***** Raw data *****

PR #1190, opened 2020-09-03
Refactor registering interaction handlers for editable textboxes

kitchoi:
This PR refactors how we add interaction handlers for editable textboxes.

There are small changes to the tests to exercise more interactions in order to ensure the refactoring has not broken things.

With this refactoring, I can add interactions for things like the text-style FontEditor relatively easily (see #1161).

### DIFF
--- a/traitsui/testing/tester/qt4/common_ui_targets.py
+++ b/traitsui/testing/tester/qt4/common_ui_targets.py
@@ -44,22 +44,44 @@ class LocatedTextbox:
         registry : TargetRegistry
             The registry being registered to.
         """
-        handlers = [
-            (command.KeySequence,
-                (lambda wrapper, interaction: helpers.key_sequence_textbox(
-                    wrapper.target.textbox, interaction, wrapper.delay))),
-            (command.KeyClick,
-                (lambda wrapper, interaction: helpers.key_click_qwidget(
-                    wrapper.target.textbox, interaction, wrapper.delay))),
-            (command.MouseClick,
-                (lambda wrapper, _: helpers.mouse_click_qwidget(
-                    wrapper.target.textbox, wrapper.delay))),
-            (query.DisplayedText,
-                lambda wrapper, _: wrapper.target.textbox.displayText()),
-        ]
-        for interaction_class, handler in handlers:
-            registry.register_handler(
-                target_class=cls,
-                interaction_class=interaction_class,
-                handler=handler,
-            )
+        register_editable_textbox_handlers(
+            registry=registry,
+            target_class=cls,
+            widget_getter=lambda wrapper: wrapper.target.textbox,
+        )
+
+
+def register_editable_textbox_handlers(registry, target_class, widget_getter):
+    """ Register common interactions for an editable textbox (in Qt)
+
+    Parameters
+    ----------
+    registry : TargetRegistry
+        The registry being registered to.
+    target_class : subclass of type
+        The type of target being wrapped in a UIWrapper on which the
+        interaction will be performed.
+    widget_getter : callable(wrapper: UIWrapper) -> QWidget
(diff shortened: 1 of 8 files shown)


kitchoi:
Ooooo that's interesting, this error is only seen on Windows:
```
FAIL: test_simple_auto_set_update_text (traitsui.tests.editors.test_text_editor.TestTextEditor)
  File "C:\Users\appveyor\.edm\envs\traitsui-test-3.6-wx\lib\site-packages\traitsui\tests\editors\test_text_editor.py", line 173, in test_simple_auto_set_update_text
    name_field.perform(command.KeySequence("NEW"))
  File "C:\Users\appveyor\.edm\envs\traitsui-test-3.6-wx\lib\site-packages\traits\testing\unittest_tools.py", line 119, in __exit__
    raise self.failureException(msg.format(*items))
AssertionError: Change event for name was fired 3 times instead of 4
```
Looks orthogonal. I will open a separate issue and revert the change to the test for now.

kitchoi:
> this error is only seen on Windows:

That's misleading: It is not seen on OSX but I don't know if the error should occur on Linux because our Linux+wx CI job has not been running.

kitchoi:
> Looks orthogonal. I will open a separate issue and revert the change to the test for now.

It is because on Windows + wx, the first input is always being activated and in the case of textbox, the entire text is selected. This makes the test setup different from Mac OS or with Qt. Therefore this is orthogonal to the refactoring.

traitsui/testing/tester/qt4/common_ui_targets.py
```diff
@@ -44,22 +44,44 @@ def register(cls, registry):
...
-                handler=handler,
-            )
+        register_editable_textbox_handlers(
+            registry=registry,
+            target_class=cls,
+            widget_getter=lambda wrapper: wrapper.target.textbox,
+        )
+
+
+def register_editable_textbox_handlers(registry, target_class, widget_getter):
```
aaronayres35, line 54: I very much like this refactor, pulling this logic into its own function is much cleaner.  However, do you think we should move this into the helpers module, or somewhere else?  It seems a little out of place in common_ui_targets IMO, what do you think?

aaronayres35 (approved):
Changes LGTM!  Just one question about where to place the new function

traitsui/testing/tester/qt4/common_ui_targets.py
kitchoi: I agree this function does not sit well with this module. 

But I am a bit hesitant about moving it to `helpers`. The only UITester/UIWrapper piece of knowledge in that module is the use of `interaction` object, and in the places where `interaction` is referred to, they could be replaced with more primitive data such as a string. Perhaps `helpers` should be renamed to something more meaningful to prevent it from becoming a catch-all-I-don't-know-where-this-goes kind of place.

What about... we move this `register_editable_textbox_handlers` to a new module called `registry_helper`? This will mirror the one on `tester` package and is responsible for holding functions that does some common handler registration.

aaronayres35: That sounds good to me!

aaronayres35: Also, I agree that `helpers` might be a bit too generic (all code we write should be helping with something!).  Currently all the code in `helpers` is specific to some form of interaction (keyclicks, mouse clicks, key sequences, and DisplayedText queries) so maybe just something like  `interaction_helpers` or something would be sufficient.  We can leave that for another PR

kitchoi: Cool. I will move this function to a new module.
Agreed the renaming of `helpers` can be a separate PR.

aaronayres35 (approved):
Changes still LGTM!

*****

#### [Work to complete]
Scan the data above; copy every line where "site" appears.

#### [Exercise response]
  File "C:\Users\appveyor\.edm\envs\traitsui-test-3.6-wx\lib\site-packages\traitsui\tests\editors\test_text_editor.py", line 173, in test_simple_auto_set_update_text
  File "C:\Users\appveyor\.edm\envs\traitsui-test-3.6-wx\lib\site-packages\traits\testing\unittest_tools.py", line 119, in __exit__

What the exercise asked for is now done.